- TASK DATA

Issue #2521, opened 2021-02-28
DRS Trigger for Trinity Seeker Incorrect


jekyll87:
The trigger currently listed for Trinity Seeker as "DelubrumSav Seeker Baleful Onslaught Stillness" is not actually a stillness check. The MT can continue to push actions and attack throughout. What the attack actually does is do a knock-back IF other tanks come to the front to try to share the TB. More accurately, this is a solo tank check cleave that does 0 damage and no knock-back if the MT is standing by themselves. 

I realize people can change the text from "Stillness Tank Cleave" to w/e they want but I feel something like "Solo Tank Check" is more accurate.

quisquous:
Ah, thanks! I feel like I saw streams and guides that said it was stillness.  I see that lyra's guide says this, and so maybe I misread it before or maybe it's been updated.  I'll update it to "Solo Tank Cleave".

jekyll87:
> 
> 
> Ah, thanks! I feel like I saw streams and guides that said it was stillness. I see that lyra's guide says this, and so maybe I misread it before or maybe it's been updated. I'll update it to "Solo Tank Cleave".

No problem. I think it's a common misconception from the first few weeks but it definitely only checks that the tank is alone then does nothing.

Legends0:
Oops, didn't realize @jekyll87 wrote this issue when he contacted me about it. I submitted a PR for it.

quisquous:
Should be fixed!

PR #2523, opened 2021-03-01
raidboss: DRS Trinity Seeker change Stillness Tank Cleave => Solo Tank Cleave

Legends0:
Knockback here occurs if the tank cleave is shared. The tank is able to move during the cleave.

### DIFF
--- a/ui/raidboss/data/05-shb/eureka/delubrum_reginae_savage.js
+++ b/ui/raidboss/data/05-shb/eureka/delubrum_reginae_savage.js
@@ -79,7 +79,7 @@ export default {
       },
     },
     {
-      id: 'DelubrumSav Seeker Baleful Onslaught Stillness',
+      id: 'DelubrumSav Seeker Baleful Onslaught Solo',
       netRegex: NetRegexes.startsUsing({ source: 'Trinity Seeker', id: '5AD6', capture: false }),
       netRegexDe: NetRegexes.startsUsing({ source: 'Trinität Der Sucher', id: '5AD6', capture: false }),
       netRegexFr: NetRegexes.startsUsing({ source: 'Trinité Soudée', id: '5AD6', capture: false }),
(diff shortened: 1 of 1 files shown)


Legends0:
Fixes #2521

ui/raidboss/data/05-shb/eureka/delubrum_reginae_savage.js
```diff
@@ -79,16 +79,16 @@ export default {
...
       netRegexDe: NetRegexes.startsUsing({ source: 'Trinität Der Sucher', id: '5AD6', capture: false }),
       netRegexFr: NetRegexes.startsUsing({ source: 'Trinité Soudée', id: '5AD6', capture: false }),
       netRegexJa: NetRegexes.startsUsing({ source: 'トリニティ・シーカー', id: '5AD6', capture: false }),
       alertText: (data, _, output) => output.text(),
       outputStrings: {
         text: {
-          en: 'Stillness Tank Cleave',
-          de: 'Stille Tank Cleave',
+          en: 'Solo Tank Cleave',
+          de: 'Solo Tank Cleave',
```
quisquous, line 91:
```suggestion
          de: 'Solo Tank Cleave',
```

In general, when changing translations, I usually remove everything else so that translators can come back and add a new translation.  (Unless this is proper German?)

Akurosia: You could change it to `Solo Tank Cleave` and would understood by 99%.
But if this is just a normal tank cleave, couldn't we just use the response for that (as for other solo cleaves we dont specify the solo part)

Legends0: Use of 'solo' over the same tank cleave puts more emphasis on its distinction from the other tank cleave in the same encounter, plus its near proximity with its first appearance which I think is why the extra word may be preferred. As the translation appears good enough I'll leave it in the PR and next time I'll keep in mind to remove the prior translations.

Up for further discussion if others think the generic response should be used instead.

- ABOUT THIS TASK
Could you return all lines from the data above that contain the string "guide"?

- WRITTEN ANSWER
Ah, thanks! I feel like I saw streams and guides that said it was stillness.  I see that lyra's guide says this, and so maybe I misread it before or maybe it's been updated.  I'll update it to "Solo Tank Cleave".
> Ah, thanks! I feel like I saw streams and guides that said it was stillness. I see that lyra's guide says this, and so maybe I misread it before or maybe it's been updated. I'll update it to "Solo Tank Cleave".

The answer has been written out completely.